→ PROBLEM DETAILS: Copy out all lines in the material below that contain the string "liewegas".

→ GIVEN INFORMATION:
================================

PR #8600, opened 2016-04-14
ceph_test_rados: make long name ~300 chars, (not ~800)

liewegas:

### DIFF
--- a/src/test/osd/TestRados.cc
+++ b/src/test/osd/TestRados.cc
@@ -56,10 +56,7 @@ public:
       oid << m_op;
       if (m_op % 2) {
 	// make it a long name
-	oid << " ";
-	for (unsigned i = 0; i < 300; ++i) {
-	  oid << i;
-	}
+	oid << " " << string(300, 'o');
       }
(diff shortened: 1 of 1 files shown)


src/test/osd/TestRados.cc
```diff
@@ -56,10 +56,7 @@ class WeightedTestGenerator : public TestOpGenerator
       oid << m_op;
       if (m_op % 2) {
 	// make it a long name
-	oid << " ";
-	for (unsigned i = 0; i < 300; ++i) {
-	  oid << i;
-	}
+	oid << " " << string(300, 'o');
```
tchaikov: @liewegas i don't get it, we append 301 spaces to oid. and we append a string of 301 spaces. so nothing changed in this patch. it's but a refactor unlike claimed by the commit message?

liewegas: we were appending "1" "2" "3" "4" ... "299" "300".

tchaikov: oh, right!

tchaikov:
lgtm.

================================

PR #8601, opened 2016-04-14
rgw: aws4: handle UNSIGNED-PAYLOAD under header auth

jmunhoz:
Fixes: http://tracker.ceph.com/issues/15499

================================

→ ANSWER TO THE EXERCISE:
liewegas:
tchaikov: @liewegas i don't get it, we append 301 spaces to oid. and we append a string of 301 spaces. so nothing changed in this patch. it's but a refactor unlike claimed by the commit message?
liewegas: we were appending "1" "2" "3" "4" ... "299" "300".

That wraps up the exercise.